Source data:

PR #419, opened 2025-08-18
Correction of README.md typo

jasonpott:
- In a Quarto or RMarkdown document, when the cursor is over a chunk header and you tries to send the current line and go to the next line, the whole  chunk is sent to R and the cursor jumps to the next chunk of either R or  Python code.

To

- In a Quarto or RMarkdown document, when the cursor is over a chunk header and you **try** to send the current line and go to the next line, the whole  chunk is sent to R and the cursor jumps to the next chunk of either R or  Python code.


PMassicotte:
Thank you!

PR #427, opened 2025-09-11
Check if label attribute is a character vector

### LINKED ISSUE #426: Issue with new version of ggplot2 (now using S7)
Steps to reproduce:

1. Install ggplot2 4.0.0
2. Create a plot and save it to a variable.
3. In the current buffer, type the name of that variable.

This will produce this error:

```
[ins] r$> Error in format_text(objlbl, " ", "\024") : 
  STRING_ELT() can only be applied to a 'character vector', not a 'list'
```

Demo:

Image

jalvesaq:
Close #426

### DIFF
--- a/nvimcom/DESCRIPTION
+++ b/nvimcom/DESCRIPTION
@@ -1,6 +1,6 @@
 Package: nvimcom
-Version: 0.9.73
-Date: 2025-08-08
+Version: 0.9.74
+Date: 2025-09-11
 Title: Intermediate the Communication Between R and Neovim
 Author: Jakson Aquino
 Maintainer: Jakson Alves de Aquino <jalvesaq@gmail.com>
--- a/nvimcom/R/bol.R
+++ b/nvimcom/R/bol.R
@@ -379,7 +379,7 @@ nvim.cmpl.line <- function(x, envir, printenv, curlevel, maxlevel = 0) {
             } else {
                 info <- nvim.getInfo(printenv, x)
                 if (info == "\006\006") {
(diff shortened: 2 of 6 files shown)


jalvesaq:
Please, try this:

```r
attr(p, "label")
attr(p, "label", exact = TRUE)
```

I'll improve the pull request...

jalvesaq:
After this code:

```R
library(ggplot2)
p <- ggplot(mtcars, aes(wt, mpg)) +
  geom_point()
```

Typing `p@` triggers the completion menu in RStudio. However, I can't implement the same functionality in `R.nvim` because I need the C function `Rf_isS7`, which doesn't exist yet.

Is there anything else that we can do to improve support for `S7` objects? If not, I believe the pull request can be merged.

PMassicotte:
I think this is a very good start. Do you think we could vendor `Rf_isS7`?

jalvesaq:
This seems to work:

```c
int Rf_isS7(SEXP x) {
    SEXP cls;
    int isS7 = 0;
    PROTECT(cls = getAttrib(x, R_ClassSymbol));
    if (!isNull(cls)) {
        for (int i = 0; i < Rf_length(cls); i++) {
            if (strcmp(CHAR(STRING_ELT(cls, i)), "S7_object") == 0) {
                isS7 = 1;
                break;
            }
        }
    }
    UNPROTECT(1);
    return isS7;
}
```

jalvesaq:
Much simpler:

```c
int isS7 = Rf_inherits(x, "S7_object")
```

==

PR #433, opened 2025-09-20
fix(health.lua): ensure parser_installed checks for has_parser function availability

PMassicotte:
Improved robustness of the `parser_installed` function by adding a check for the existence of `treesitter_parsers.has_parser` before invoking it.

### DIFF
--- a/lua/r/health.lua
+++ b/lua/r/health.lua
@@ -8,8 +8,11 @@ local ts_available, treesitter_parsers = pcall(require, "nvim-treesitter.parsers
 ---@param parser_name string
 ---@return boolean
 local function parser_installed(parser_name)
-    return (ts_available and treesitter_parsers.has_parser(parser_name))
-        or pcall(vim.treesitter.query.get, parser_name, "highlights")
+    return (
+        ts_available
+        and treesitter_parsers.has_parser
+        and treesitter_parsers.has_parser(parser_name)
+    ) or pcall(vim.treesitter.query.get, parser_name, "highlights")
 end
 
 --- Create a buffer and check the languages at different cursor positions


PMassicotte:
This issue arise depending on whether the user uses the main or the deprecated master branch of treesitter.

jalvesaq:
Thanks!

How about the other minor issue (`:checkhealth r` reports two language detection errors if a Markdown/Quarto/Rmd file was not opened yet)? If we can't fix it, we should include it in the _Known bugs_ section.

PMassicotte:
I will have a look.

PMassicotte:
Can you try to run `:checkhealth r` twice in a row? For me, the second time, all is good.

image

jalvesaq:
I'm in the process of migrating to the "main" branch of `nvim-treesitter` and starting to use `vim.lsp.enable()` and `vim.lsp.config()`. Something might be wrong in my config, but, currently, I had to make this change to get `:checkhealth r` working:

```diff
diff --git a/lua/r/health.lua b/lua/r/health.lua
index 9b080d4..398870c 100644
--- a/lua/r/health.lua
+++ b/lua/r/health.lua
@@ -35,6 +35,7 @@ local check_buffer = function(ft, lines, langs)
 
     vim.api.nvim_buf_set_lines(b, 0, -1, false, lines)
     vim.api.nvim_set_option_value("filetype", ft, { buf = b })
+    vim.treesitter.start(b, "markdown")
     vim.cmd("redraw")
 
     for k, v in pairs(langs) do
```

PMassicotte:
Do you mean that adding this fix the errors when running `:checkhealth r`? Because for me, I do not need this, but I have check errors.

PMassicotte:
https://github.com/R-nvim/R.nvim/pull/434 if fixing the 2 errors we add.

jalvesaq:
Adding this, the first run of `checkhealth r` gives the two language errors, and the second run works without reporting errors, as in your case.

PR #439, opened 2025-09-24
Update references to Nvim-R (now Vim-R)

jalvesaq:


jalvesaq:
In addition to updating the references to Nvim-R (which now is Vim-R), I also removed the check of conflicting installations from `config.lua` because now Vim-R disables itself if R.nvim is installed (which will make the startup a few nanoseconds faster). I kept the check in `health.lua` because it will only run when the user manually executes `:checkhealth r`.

[Exercise brief]
Out of the data above, transcribe exactly and only the lines starting with the line that has "3. In the current" and going on through the line that has "Maintainer: Jakson Alves", both included.

[Written solution]
3. In the current buffer, type the name of that variable.

This will produce this error:

```
[ins] r$> Error in format_text(objlbl, " ", "\024") : 
  STRING_ELT() can only be applied to a 'character vector', not a 'list'
```

Demo:

Image

jalvesaq:
Close #426

### DIFF
--- a/nvimcom/DESCRIPTION
+++ b/nvimcom/DESCRIPTION
@@ -1,6 +1,6 @@
 Package: nvimcom
-Version: 0.9.73
-Date: 2025-08-08
+Version: 0.9.74
+Date: 2025-09-11
 Title: Intermediate the Communication Between R and Neovim
 Author: Jakson Aquino
 Maintainer: Jakson Alves de Aquino <jalvesaq@gmail.com>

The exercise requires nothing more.